→ Exercise requirements
In the entries below, find every line with the string "from" and copy it.

→ Records for the task
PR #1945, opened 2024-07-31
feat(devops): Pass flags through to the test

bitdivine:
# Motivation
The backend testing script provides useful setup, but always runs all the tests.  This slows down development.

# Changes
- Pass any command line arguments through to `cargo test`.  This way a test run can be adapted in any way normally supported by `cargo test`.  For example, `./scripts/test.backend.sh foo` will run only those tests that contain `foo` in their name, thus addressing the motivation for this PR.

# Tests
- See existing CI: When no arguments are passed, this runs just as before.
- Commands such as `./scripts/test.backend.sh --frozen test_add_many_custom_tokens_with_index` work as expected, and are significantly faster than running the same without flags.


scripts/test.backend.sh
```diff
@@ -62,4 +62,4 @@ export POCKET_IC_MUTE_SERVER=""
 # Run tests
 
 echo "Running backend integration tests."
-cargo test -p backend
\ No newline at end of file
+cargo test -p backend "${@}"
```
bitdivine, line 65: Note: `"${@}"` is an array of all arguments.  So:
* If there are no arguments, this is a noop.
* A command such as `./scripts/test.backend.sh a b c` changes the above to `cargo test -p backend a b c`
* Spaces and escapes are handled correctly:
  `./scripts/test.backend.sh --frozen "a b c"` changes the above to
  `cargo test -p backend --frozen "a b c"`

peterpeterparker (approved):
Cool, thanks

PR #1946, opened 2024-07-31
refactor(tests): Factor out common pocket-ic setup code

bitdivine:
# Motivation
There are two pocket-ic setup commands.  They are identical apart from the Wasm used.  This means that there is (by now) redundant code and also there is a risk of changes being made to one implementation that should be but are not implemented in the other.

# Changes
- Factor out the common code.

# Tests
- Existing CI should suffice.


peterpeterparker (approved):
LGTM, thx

...

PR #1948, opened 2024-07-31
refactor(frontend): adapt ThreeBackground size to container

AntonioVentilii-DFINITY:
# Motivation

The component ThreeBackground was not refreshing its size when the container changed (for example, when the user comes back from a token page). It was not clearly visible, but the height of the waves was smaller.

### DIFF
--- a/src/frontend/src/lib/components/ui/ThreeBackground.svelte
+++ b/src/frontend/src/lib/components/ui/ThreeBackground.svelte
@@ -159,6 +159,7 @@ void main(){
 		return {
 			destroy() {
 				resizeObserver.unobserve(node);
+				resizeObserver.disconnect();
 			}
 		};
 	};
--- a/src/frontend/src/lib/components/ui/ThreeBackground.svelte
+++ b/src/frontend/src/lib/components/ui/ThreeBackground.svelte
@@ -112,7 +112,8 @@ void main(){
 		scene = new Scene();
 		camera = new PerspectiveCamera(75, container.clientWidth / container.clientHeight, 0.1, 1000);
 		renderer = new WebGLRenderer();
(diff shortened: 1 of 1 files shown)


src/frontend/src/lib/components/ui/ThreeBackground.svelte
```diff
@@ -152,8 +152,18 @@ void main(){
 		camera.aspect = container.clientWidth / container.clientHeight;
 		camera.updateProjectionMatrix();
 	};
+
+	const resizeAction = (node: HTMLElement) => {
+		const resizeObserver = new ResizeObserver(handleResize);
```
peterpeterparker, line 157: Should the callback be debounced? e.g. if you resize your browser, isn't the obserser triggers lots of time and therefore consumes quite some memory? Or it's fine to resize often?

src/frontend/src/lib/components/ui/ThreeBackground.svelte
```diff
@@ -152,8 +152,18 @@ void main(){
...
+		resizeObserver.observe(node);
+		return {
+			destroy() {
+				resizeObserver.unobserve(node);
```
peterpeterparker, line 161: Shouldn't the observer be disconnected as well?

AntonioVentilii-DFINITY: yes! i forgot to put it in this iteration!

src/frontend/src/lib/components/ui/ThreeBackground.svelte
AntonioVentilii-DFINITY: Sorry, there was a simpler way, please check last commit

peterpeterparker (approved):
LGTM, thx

* * *

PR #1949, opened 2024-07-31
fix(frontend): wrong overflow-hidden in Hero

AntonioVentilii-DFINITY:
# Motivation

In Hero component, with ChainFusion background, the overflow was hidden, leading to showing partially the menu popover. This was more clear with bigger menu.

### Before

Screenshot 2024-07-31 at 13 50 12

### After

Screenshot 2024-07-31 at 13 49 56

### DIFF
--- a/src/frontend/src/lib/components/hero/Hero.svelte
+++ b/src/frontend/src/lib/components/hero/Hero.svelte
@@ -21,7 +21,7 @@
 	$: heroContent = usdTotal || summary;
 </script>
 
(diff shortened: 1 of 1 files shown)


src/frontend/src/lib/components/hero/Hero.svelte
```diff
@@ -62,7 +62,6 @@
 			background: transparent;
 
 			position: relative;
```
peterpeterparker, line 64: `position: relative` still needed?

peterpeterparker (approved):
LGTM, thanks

→ Your response
There are two pocket-ic setup commands.  They are identical apart from the Wasm used.  This means that there is (by now) redundant code and also there is a risk of changes being made to one implementation that should be but are not implemented in the other.
The component ThreeBackground was not refreshing its size when the container changed (for example, when the user comes back from a token page). It was not clearly visible, but the height of the waves was smaller.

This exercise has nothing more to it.